There will be a boost in features to support mobile users and telecommuters, who are becoming more common in the workforce. The unified communications industry relies heavily on remote employees, and customers will be loyal to platforms that support this model.
Prediction #4: Data-driven decisions that are actually data-driven
Many companies already consider themselves to be “data-driven,” but the quality of data and the subsequent conclusions based on it is often questionable. Engagement tracking and big data analysis are becoming more commonplace, with simpler tools so that companies don’t need to hire a data scientist to get results. These powerful data tracking tools are helping companies make smart decisions more easily, and based on better data and better insights.
Prediction #5: CPaaS will be a major UC disruptor
CPaaS is “communications platform as a service,” and includes communication apps such as B2C text messaging, human and bot chat platforms, and other real-time communications applications. UC features in this category include instant-messaging apps like Skype, WhatsApp, and Slack, which have exploded in popularity as a response to overflowing email inboxes. IM applications will continue to grow and most likely eventually totally replace intraoffice email.

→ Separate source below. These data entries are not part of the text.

PR #143, opened 2021-01-28
Adds /search page which searches our wikis on Github

stevegrossi:
Screen Shot 2021-01-27 at 7 00 17 PM

## Why

We keep some of our internal technical documentation in Github wikis, and with [this initiative](https://app.clubhouse.io/lessonly/story/60251/where-should-documentation-live-for-technical-topics) we plan on moving much more of our current and future documentation over to Github Wikis so that it's easier to update, accessible online without having to clone a repo, and—most relevant here—globally searchable across all our repos. However, that requires three steps: visit github.com/lessonly, enter your search term in the nav bar search, and click "Wikis" in the results to narrow them down. I'd like to make that a little bit easier by providing a bookmarkable form that searches our wiki content directly.

## What

This change will add a search form (pictured above) at about.lessonly.engineering/search which submits its search query directly to Github pre-filtered to Lessonly repos' wiki content. This results page will automatically inherit the access privileges of the Github user, returning only public content (e.g. `accessly`, our style guide) for non-Lessonly-employees and any internal content a logged-in Lessonly developer has access to.

## Testing Notes

- See [the README](https://github.com/lessonly/lessonly.github.io#running-it-locally) for running this app locally
- `git checkout stevegrossi/llamapedia`
- visit http://localhost:4000/search or click "Search" in the header nav from any page
- View out the results on Github


case-eee (approved):
@stevegrossi This works as expected ✅ And looks fantastic. Let's get this merged!

PR #145, opened 2021-05-28
Update search button cursor

emmoistner:
# Description

Minor styling update the search button have `cursor: pointer` instead of the default cursor.


stevegrossi (approved):
Thanks for this! I'm thought the `<input />` element would use a pointer by default since it's interactable but I was mistaken.

PR #636, opened 2021-12-11
dex.trades: add Smoothy Finance

Echolon166:
Added Smoothy Finance to dex.trades table as requested in #600 .
Results of the Smoothy Finance query can be checked at the dune_user_generated.smoothy_finance table.

Tokens traded were stored as id's and there doesn't seem to be a way to get token addresses directly from their contracts, hence the CASE statements linking the id's to their respective addresses.

I've checked that:


dsalv:
Thank you for your contribution @Echolon166 

I executed the query and loaded the results in a test query here: https://dune.xyz/queries/303665

 I have compared the volume from the query results and the metrics on the following page https://dappradar.com/ethereum/defi/smoothy-finance - there is a deviation of 19% on the 17 of December. Please, make sure that all the swap contracts are covered by your query.

 Based on the design of the table token_a refers to the token bought. Please, make sure that the query follows the same pattern

masquot (approved):
Looks fine to me.

PR #642, opened 2021-12-14
[WIP] GPv2 - Increase refresh frequency of trades view

bh2smith:
This PR aims to improve performance of the trades view query and changes the cron schedule for `gnosis_protocol_v2.view_trades` from 30 minutes to 5.  

The changes to the query are as follows:

- Create a temp table for the existing records of the view (will be appended to and "reinserted" later)
- Drop the existing view
- Execute the raw query to populate trade records (but only over the **past day** - if this query winds up being reliable we could even reduce this to 1 hour or less)
- Assemble the past day trades in a table according to the schema of the existing trades
- Take the union of the existing trades with the new trades (with special consideration for potential - and likely - duplicates)

At this point we have a complete account of the entire trade history. However because the erc20.tokens table is updated infrequently (and manually), it can occur that trades older than the '1 day' specified as our cutoff would fall behind our update window and be forever without token details. 

In the second step of this PR we query these complete "preliminary results" for rows with unknown token data,
namely having NULL values for `units_bought` OR `units_sold` (because these can't be populated without knowing token decimals).

We then go through a similar construction as usual (to populate the relevant fields) with any new token information that may have become available in the erc20.tokens table.

Note that the second phase of this construction will only ever yield different results than the preliminary whenever the erc20.tokens table is updated (not very often).

I would like to tag a couple folks from my team who may find this change interesting and/or useful for other parts of our backend infrastructure (cc @josojo and/or @fleupold)

One thing I was unable to test in the POC query (linked below) is the syntactic correctness of this TEMP table, so I will highlight a parts of the code that may require special attention apart from us seeing expected results. 

## Test Plan
When I run the [PoC](https://dune.xyz/queries/309267) I see "Last run took 28 seconds".

## Potential Risks

These changes work only under the assumption that the trades view already exists. If we in into an issue that cron job responsible for updating this view fails for longer than 1 day, then we would have to repopulate the table.

### DIFF
--- a/ethereum/gnosis_protocol_v2/view_trades.sql
+++ b/ethereum/gnosis_protocol_v2/view_trades.sql
@@ -31,7 +31,7 @@ WITH trades_with_prices AS (
                                          THEN '\xc02aaa39b223fe8d0a0e5c4f27ead9083c756cc2'
                                      ELSE trades."buyToken"
                                      END)
-                                 AND s.minute > NOW() - interval '1 day'
+                                 AND b.minute > NOW() - interval '1 day'
                                  AND b.minute = date_trunc('minute', evt_block_time)
     WHERE evt_block_time > NOW() - interval '1 day'
 ),
--- a/ethereum/gnosis_protocol_v2/view_trades.sql
+++ b/ethereum/gnosis_protocol_v2/view_trades.sql
@@ -157,6 +157,6 @@ CREATE INDEX view_trades_idx_6 ON gnosis_protocol_v2.view_trades (tx_hash);
 
 
 INSERT INTO cron.job (schedule, command)
-VALUES ('*/30 * * * *', 'REFRESH MATERIALIZED VIEW CONCURRENTLY gnosis_protocol_v2.view_trades')
+VALUES ('*/10 * * * *', 'REFRESH MATERIALIZED VIEW CONCURRENTLY gnosis_protocol_v2.view_trades')
 ON CONFLICT (command) DO UPDATE SET schedule=EXCLUDED.schedule;
 COMMIT;
--- a/ethereum/gnosis_protocol_v2/view_trades.sql
+++ b/ethereum/gnosis_protocol_v2/view_trades.sql
@@ -1,7 +1,12 @@
 BEGIN;
+CREATE TEMP TABLE existing_trades as (
+    SELECT *
+    FROM gnosis_protocol_v2.view_trades
+);
 DROP MATERIALIZED VIEW IF EXISTS gnosis_protocol_v2.view_trades;
 
 CREATE MATERIALIZED VIEW gnosis_protocol_v2.view_trades AS
+-- 1. Fetch the trades over the past day and populate with most recent prices, token details and unit amounts
 WITH trades_with_prices AS (
     SELECT evt_block_time               as block_time,
            evt_tx_hash                  as tx_hash,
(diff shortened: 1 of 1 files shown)


masquot:
Hey @bh2smith.
Average running time of the cron job over the last few days is around 5 min.

bh2smith:
I am wondering if the longer times are a result of there being a read lock on the prices table while it is being updated. Would it be worth shifting this job by a minute or two so that updates don't overlap with others?

masquot:
That makes sense. We can definitely give this a try.

bh2smith:
I also have this fun new idea that should dramatically improve this query once and for all. 

Given that historical information (i.e. everything before today) is static, what if - instead of rebuilding the entire view every time - we only query now minus X minutes and take the union of the existing view with the recent results? I will start working on this ASAP. I think it will also save your backend a ton of resources.

masquot:
Thank you for this great write-up. It makes me wonder if it makes sense to replace the Postgres view with a Postgres table?

bh2smith:
That could also work, but it doesn't really flow with the framework of most things defined in that repo, if we do that it would be nice to have an outline of how you might want me to declare the table here, unless I just create table like usual. Also, to allow us some time to migrate all our dashboard that depend on this, it might be good to keep both for a bit while I make the necessary changes elsewhere.

masquot:
You can just create a table as usual in a separate file with indices. I should be able to replace the view by the table in a single transaction. I will create a test version of the table so you can review before I do that.

If the column names and types remain the same, I don't expect there to be be additional work on your side.

bh2smith:
Okie, this sounds like a great idea. Could we perhaps schedule a short call sometime early next week to just discuss some of the expected syntax. I imagine I could probably do it on my own, just wanted to double check a couple of things. 

I would more or less wrap the content of [this query](https://dune.xyz/queries/288467) in to an UPDATE TABLE statement (assuming the table already exists)

Note that this query, as it is now, fetches the trades for the past two hours and attempts to assign some values to it some of the records would be entirely new entries to the table and some of them updates to other records.

One other thing that is not captured by this logic is the "unknown" tokens. When a token isn't contained in erc20.tokens, we use the token address instead of the symbol and wind up with null values for the units bought and sold fields. This would also mean that the query would also need to "remember to check for entires having unknown tokens" and try to update those as well. However the erc20 token list doesn't get updated every two hours so this would be a different sort of maintenance task.

ethereum/gnosis_protocol_v2/view_trades.sql
```diff
@@ -1,7 +1,12 @@
 BEGIN;
+CREATE TEMP TABLE existing_trades as (
+    SELECT *
+    FROM gnosis_protocol_v2.view_trades
+);
 DROP MATERIALIZED VIEW IF EXISTS gnosis_protocol_v2.view_trades;
```
bh2smith, line 6: This is the part that the POC query can't really test and should be perhaps tested before merge.

masquot: Your idea is great, but Postgres doesn't allow it:
> `psql:test_new_view_trades.sql:337: ERROR:  materialized views must not use temporary tables or views`

It works if your write the results of the view to a regular table:
```
CREATE TABLE gnosis_protocol_v2.test_new_existing_trades as (
    SELECT *
    FROM gnosis_protocol_v2.view_trades
);
```
But you can never `DROP` this table as the MATERIALIZED VIEW` depends on it:
```
psql:test_new_view_trades.sql:347: ERROR:  cannot drop table gnosis_protocol_v2.test_new_existing_trades because other objects depend on it
DETAIL:  materialized view gnosis_protocol_v2.test_new_view_trades depends on table gnosis_protocol_v2.test_new_existing_trades
```

My hunch is that your idea might work if you create a table like this and have it updated in its own cron job a few times a day. The creation of the `MATERIALIZED VIEW` using your new approach feels much faster.

bh2smith:
Closing in favour of new approach #853

PR #643, opened 2021-12-14
Add Unifi to dex.trades on Ethereum

lolboysg:
Added Unifi DEX to dex.trades table on Ethereum as requested in #603.
Results of the Unifi query can be checked at the dune_user_generated.unifi table.

I've checked that:


dsalv:
Thank you for your contribution @lolboysg

I executed the query and loaded the results in a test query here: https://dune.xyz/queries/303778

I have compared the volume from the query results and the metrics on the following page https://unifi.report/ - seems like the results do not match? Please, make sure that all the swap contracts are covered by your query. It is possible that some contracts are not decoded on Dune yet.

lolboysg:
@dsalv true I've forgot to add v1 contracts doing it rn

lolboysg:
@dsalv I don't really get it how the result doesn't match because so far it does (don't forget it's only ethereum)

lolboysg:
In fact the only thing missing are the V1 contracts but they don't have any volumes for a few months

dsalv:
Yes, thanks for clarifying, the volume on ethereum is indeed ~720 on that day, since the most of the volume comes from other networks. Please, make sure that your submission follow 1inch pattern where token_a corresponds to token bought.

dsalv:
The interface looks similar to Uniswap V2. Please, make sure that the following check `CASE WHEN "amount0In" = 0` covers all edge cases. You can see in this [PR](https://github.com/duneanalytics/abstractions/pull/687) that this check doesn't work if  `amount0In` was used in a different context. Additional check might be required.

lolboysg:
You're true it's a fork from Uniswap v2. However I don't think there might me additional checks required so far as I've searched in the router contract code. Anyway thanks a lot for the feedback

dsalv:
Thank you @lolboysg

Checks:


- [ ] token_a is the token bought

- [ ] basic check vs https://unifi.report/ 

- [ ] USD amounts also for ETH -> not applicable here

Looks fine to me.

lolboysg:
@masquot could you review this ?

masquot:
Sorry for the delay @lolboysg. Approved and merged :rocket:

masquot (approved):

PR #644, opened 2021-12-15
adds numeric2bytea and bytea2numeric functions to polygon dataset

dparker2:
Hello, currently these functions [do not work on polygon datasets](https://dune.xyz/queries/296788), I am assuming this is because they do not exist within the `polygon/public` folder, like they do for both `ethereum/public` and `xdai/public`. This copies the `xdai` implementations into the `polygon` folder.

I've checked that:

* [X] the query produces the intended results **(same implementation works on xdai)**
* [ ] views are prefixed with `view_`, functions with `fn_`. **(is this applicable here?)**


masquot (approved):
Thank you @dparker2 for adding these UDFs to Polygon.

PR #646, opened 2021-12-16
GPv2: fix trade values in dex.trades

bh2smith:
It has come to our attention that the trade usd amounts were in disagreement between our `trades_view` and `dex.trades`. This is due to recent developments in one place and not the other: 

[Here](https://dune.xyz/queries/299492) is a query showing the differences 

[Here](https://dune.xyz/queries/299557) is a query showing that the proposed change to dex.trades is working as "expected"

Essentially, we join the trade events with the trade view table so to fetch the usd valuation from there (instead of evaluating in both places). This would mean that continuous development of the trades view should result in changes being reflected in both places.

Note that I have also taken this opportunity to replace trade valuations of `-0.01` for `NULL` whenever trade value is "unknown"

I've checked that:


masquot (approved):
Looks great! Thank you @bh2smith

PR #655, opened 2021-12-17
Temp HotFix: refresh baches only every hour

bh2smith:
We have discovered that [this view](https://dune.xyz/queries/38617/76300) has not been refreshed in over a day and I suspect it is because it takes more than 30 minutes to run the query but the query is being rerun every 30 minutes. This is only a temporary solution to a problem we have been discussing in more detail [here](https://github.com/duneanalytics/abstractions/pull/642#issuecomment-994505104)


masquot (approved):

bh2smith:
Just want to point out that the actual cause of this issue is the following 

https://github.com/duneanalytics/abstractions/issues/656

PR #667, opened 2021-12-21
GPv2: Correct dex swaps for aggregator solvers

bh2smith:
This POC query demonstrates expected results: https://dune.xyz/queries/290498

The purpose is to correctly count the number of dex swaps when using aggregator solutions by counting the dex category entries in dex.trades for the corresponding transaction.

### Another independent change (HOT FIX)

Also, as a hot fix, we remove the unique index in the trade view because we now support partially fillable orders.


masquot (approved):
Changes merged @bh2smith :rocket:

PR #684, opened 2021-12-27
Fix cron in insert_l1_gas_price_oracle_updates - Optimism2

MSilb7:
I've checked that:


masquot (approved):
This update has been implemented as well.

MSilb7:
Hm, still not seeing the table update beyond the initial 1000, any ideas? Maybe force a few more blocks in and see if it starts functioning?

masquot:
The code works fine when the `start_block` input equals 1:
`SELECT ovm2.insert_l1_gas_price_oracle_updates(1,10000);`

But it fails when this input is bigger than 1:
`SELECT ovm2.insert_l1_gas_price_oracle_updates(100,10000);`
Error message:
```
ERROR:  null value in column "l1_gas_price" of relation "l1_gas_price_oracle_updates" violates not-null constraint
DETAIL:  Failing row contains (100, null, null).
```

MSilb7:
> The code works fine when the `start_block` input equals 1: `SELECT ovm2.insert_l1_gas_price_oracle_updates(1,10000);`
> 
> But it fails when this input is bigger than 1: `SELECT ovm2.insert_l1_gas_price_oracle_updates(100,10000);` Error message:
> 
> ```
> ERROR:  null value in column "l1_gas_price" of relation "l1_gas_price_oracle_updates" violates not-null constraint
> DETAIL:  Failing row contains (100, null, null).
> ```

Ah yeah I think that's a weird edge case since I had the second insert start exactly at 100 rather than give a buffer. For future-proofing, I should add something where it defaults to pulling the most recent L1 Gas Price if there are no updates between the start block and first new update. On it.

MSilb7:
Figured out this issue, PRd here: https://github.com/duneanalytics/abstractions/pull/695

PR #687, opened 2021-12-28
Add extra check to uniswapV2 dex trades to clear duplicate names

dsalv:
**Problem**
Currently, `dex.trades` abstraction contains trades with similar names in `token_a` and `token_b` fields. The problem is caused by flexible usage of swap function in Uniswap V2. The original logic contains `amount0In` type checks to identify bought and sold tokens to populate amount and contract address fields. However, the function might be used in different contexts such as this https://docs.uniswap.org/protocol/guides/flash-integrations/flash-callback#initiating-a-swap where original fields are used in different context. As a result, originally implemented checks do not cover all edge cases.

**Solution proposed**
This check `"amount0In" = 0' `decides if `token_a` or `token_b` should be used as sold token. To cover additional cases where `"amount0In"' might be non-zero we can add this check `"amount1Out" = 0`.

**Documentation**
I generated two different user_generated_views. The first one is the query from the original abstraction and the second one contains the change. The number of records with duplicated names was reduced from ~3.7m to ~1.1k at the time of writing this comment.

**query1**
https://dune.xyz/queries/318654

**query2**
https://dune.xyz/queries/318210


masquot (approved):
Great work @dsalv.

PR #1848, opened 2022-10-28
[Easy] Add missing tokens

gentrexha:
Usual token update taken from missing tokens query:

V1: https://dune.com/queries/236085
V2: https://dune.com/queries/984709


augustog:
- Spot checked token addresses ✅ 

This is making me think we should consider a more automated approach to token metadata. @gentrexha could you point me to the script that y'all use to find and populate these? 

Nothing set in stone yet, but I want to explore if we could streamline this process from our side :)

augustog (approved):
Spot checked token metadata ✅

jeff-dude:
> * Spot checked token addresses ✅
> 
> This is making me think we should consider a more automated approach to token metadata. @gentrexha could you point me to the script that y'all use to find and populate these?
> 
> Nothing set in stone yet, but I want to explore if we could streamline this process from our side :)

script is in description :)

jeff-dude:
@gentrexha in the v1 file, please ensure to use proper spacing. postgres is finicky with that. i pushed a commit for reference. an easy way to ensure is to copy from a previous row and paste.

jeff-dude (approved):

bh2smith:
> @gentrexha in the v1 file, please ensure to use proper spacing. postgres is finicky with that. i pushed a commit for reference. an easy way to ensure is to copy from a previous row and paste.

Also @gentrexha  - the reason the spacing didn't work for you is because PyCharm formats the output different that what the script writes. If you run the script in your shell you can directly copy and paste the output into your PR. Sorry I didn't mention this earlier.

gentrexha:
> @gentrexha in the v1 file, please ensure to use proper spacing. postgres is finicky with that. i pushed a commit for reference. an easy way to ensure is to copy from a previous row and paste.

Thanks for fixing merging this @jeff-dude and @augustog. I was on vacation.

> @gentrexha could you point me to the script that y'all use to find and populate these?

Here's the script we use to fetch the token data: https://gist.github.com/gentrexha/7edf90ab334a3dcb1468880461d1df8f

PR #1869, opened 2022-11-02
Move nexusmutual items from v1 to v2

sharkxff:

*For Dune Engine V2*
I've checked that:
General checks:

Pricing checks:

Join logic:

Incremental logic:


sharkxff:
I've checked that General checks

models/nxm/ethereum/nxm_ethereum_schema.yml
```diff
@@ -0,0 +1,103 @@
...
+  - name: nxm_ethereum_quotation_trades
+    meta:
+      blockchain: ethereum
+      project: nxm
+      contributors: [zxf, jonah]
+    config:
+      tags: ['ethereum','nexusmutual','trades']
+    description: >
+        nexusmutual quotation trades on Ethereum
+    columns:
```
Hosuke, line 13: Hi @sharkxff , you can add an uniqueness test here.
```suggestion
    description: >
        nexusmutual quotation trades on Ethereum
    tests:
      - dbt_utils.unique_combination_of_columns:
          combination_of_columns:
            - evt_block_number
            - evt_tx_hash
            - evt_index
    columns:
```

models/nxm/ethereum/nxm_ethereum_quotation_trades.sql
```diff
@@ -0,0 +1,79 @@
+{{ config(
+	alias ='trades',
+	partition_by = ['block_date'],
+	materialized = 'incremental',
+	file_format = 'delta',
+	incremental_strategy = 'merge',
+	unique_key = ['block_date', 'cover_block_number', 'statusNum', 'evt_tx_hash', 'evt_index'],
```
Hosuke, line 7: Hi @sharkxff , the unique_key list here should match the columns in uniqueness test in schema.yml

Hosuke:
Hi @sharkxff, as this is a new model, we may need to have some more tests on it.
You can add some test cases(which have been manually verified on etherscan.io) in the seed file.
The seed file directory would be like `seeds/nxm/ethereum/nxm_ethereum_trades_seeds.csv`.
You can check these example seeds for reference: [perpetual_trades_seeds](https://github.com/duneanalytics/spellbook/blob/main/seeds/perpetual/trades/perpetual_trades_seed.csv), [x2y2_seeds](https://github.com/duneanalytics/spellbook/blob/main/seeds/x2y2/ethereum/x2y2_ethereum_trades_etherscan.csv), [dex_trade_seeds](https://github.com/duneanalytics/spellbook/blob/main/seeds/dex/trades/dex_trades_seed.csv).
Then we can use these seeds to write more specific tests in the schema.yml.

Hosuke:
If you can add some tests on specific columns using [generic test](https://github.com/duneanalytics/spellbook/tree/main/tests/generic) that would be better.

dbt_project.yml
```diff
@@ -582,6 +589,16 @@ seeds:
...
+    nxm:
+      +enabled: true
+      +schema: test_data
+      ethererum:
+        nxm_ethereum_trades_seed:
+          +column_types:
+            evt_tx_hash: string
+            block_date: date
+            #TODO Please fill in column name and its type for the seed
+
```
Hosuke, line 601: Hi @sharkxff , please follow the pattern and fill in the data type for the columns in the seed file.

models/nxm/ethereum/nxm_ethereum_schema.yml
```diff
@@ -0,0 +1,120 @@
...
+        description: "evt_tx_hash"
+      - &curr
+        name: curr
+        description: "curr"
+      - &premium
+        name: premium
+        description: "premium"
+        tests:
+          - nxm_trades_column_values:
+              seed_file_location: ref('nxm_ethereum_trades_seed')
```
Hosuke, line 48: And we can test specific column values like this way

Hosuke (dismissed):
Hi @sharkxff , please make the seed available for the project by adding it to dbt_project.yml

dbt_project.yml
```diff
@@ -469,6 +469,13 @@ models:
         +schema: hashflow_ethereum
         +materialized: view
 
+    nomad:
+      +schema: nexusmutual
+      +materialized: view
+      ethereum:
+        +schema: nexusmutual_ethereum
+        +materialized: view
+
```
Hosuke, line 478: You may mistakenly name the model as `nomad`, which is another existing model. I will commit a fix.

Hosuke:

- Metadata looks good ✅
- Some column names in the schema file are not lowercased, but match the names in the source decoded table.
- Inner join to large tables(ethereum.transactions) as possible ✅

jeff-dude:
thank you @Hosuke & @sharkxff -- below are my notes:
- renamed anything ```nxm``` to ```nexusmutual``` to match standard at decoded table level, let's strive for consistency
- moved forward with column rename to lowercase/underscore, i see hosuke mentioned, but i think we should follow through
- moved the date filters to within join conditions themselves for consistent approach across spellbook
- added blockchain filter on join to erc20 tokens
- removed descriptions in schema file which didn't add value past column name. they aren't a must if we don't have good descriptions

with the above changes, i didn't make huge logic changes outside of the blockchain filter on join to erc20 tokens (which also is an inner join, usually we do left join since it's manually maintained and can get behind -- should this update?). however, the gh action is now failing on duplicates post-incremental run. can someone validate the dupes and see why?

Hosuke:
> with the above changes, i didn't make huge logic changes outside of the blockchain filter on join to erc20 tokens (which also is an inner join, usually we do left join since it's manually maintained and can get behind -- should this update?).

I also noticed is the inner join with erc20 tokens, maybe nexusmutual only supports limited erc20 tokens and all listed in the table. I think we need @sharkxff to confirm this.

sharkxff:
After the compiled sql runs group by unique_key(block_date,cover_block_number,status_num,evt_tx_hash,evt_index ) in the DUNE UI, the result is" No results from query". However, dbt-test shows that !=0 unique_key results can be found. This part needs help to check.

sharkxff:
image

sharkxff:
image

models/nexusmutual/ethereum/nexusmutual_ethereum_quotation_trades.sql
```diff
@@ -0,0 +1,99 @@
...
+    {% if is_incremental() %}
+    WHERE evt_block_time >= date_trunc("day", now() - interval '1 week')
+    {% endif %}
+),
+quo_cse_data as (
+    select * FROM (
+        select  *,
+            row_number() over(partition by cid order by evt_block_time desc) as time_rank
+        FROM {{ source('nexusmutual_ethereum', 'QuotationData_evt_CoverStatusEvent') }}
+    ) as quo_cse
```
Hosuke, line 45: Please try to avoid using `select *` for performance gain, unless all columns needed(In that case you still can list out all columns and make it clearer for review and maintainance).

Hosuke:
> image

I write the query to show out [all grouped results with count(*)](https://dune.com/queries/1584259?d=1). It seems each row appears only 1 time. I will have a closer look for this issue.

Hosuke:
I think the [test failure] is caused by the unique keys is not strong enough for the incremental merge, which means there are overlapping part during the incremental update.

sharkxff:
But before yesterday, the unique value judgment was success

Hosuke:
> But before yesterday, the unique value judgment was success

Can you add more descriptions about columns in the schema.yml and sources.yml files for the model? As we need to understand this model better to help to solve the issue.

Hosuke:
Wait, the checks passed!

sharkxff:
> > But before yesterday, the unique value judgment was success
> 
> Can you add more descriptions about columns in the schema.yml and sources.yml files for the model? As we need to understand this model better to help to solve the issue.

I changed the table structure and removed some fields, and the compile has been successful so far

jeff-dude (approved):
thank you @sharkxff and @Hosuke 🤝 
i pushed one last fix for seed file. the join wasn't returning any rows, giving us false positive test results, due to bad seed data.

PR #1873, opened 2022-11-02
changed UNION to UNION ALL

sohwak:

I checked the current scripts, `UNION` is used too much. I think this will significantly impact the performance aspect of the current DB.

In most cases, using `UNION ALL` is highly recommended rather than using `UNION` except in some cases on purpose.

`UNION ALL` simply merges two tables. So, it checks whether only the number of columns and data type are the same then merges them immediately.
On the other hand, `UNION` looks similar but additionally, it removes all duplicated rows. To this, DB performs sorting or something equivalent to find a duplicate value. All volumes (columns * rows) are included in this heavy operation.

Technical support is another department likely to pick up on CPaaS fast. Video-enabled IT support, live 24/7 assistance, and real-time chats are an easy, low-cost solution to common IT problems, and they make the IT department’s job easier.
Prediction #6: Smart bandwidth usage for UC apps
Not all UC apps are created equal in terms of data usage. Bandwidth-heavy UC applications like video-streaming can seriously slow down a user’s system, or even the whole network. Smart application integrated platforms reduce the load by taking bandwidth away from inactive applications and funnel it towards the ones in use. This improves the efficiency of the entire system and boosts software speeds. In advanced UCaaS software, this can even occur in totally cloud-based applications.
Breakdown in communication is one of the top causes for the failure of relationships, so it comes as no surprise that breakdowns in communication in the workplace are one of the top threats to revenue, productivity, and competitiveness. Unified communications is the technology that helps companies to solve communication problems in the workplace. As our ways of communicating evolve, the UCaaS industry will evolve with us.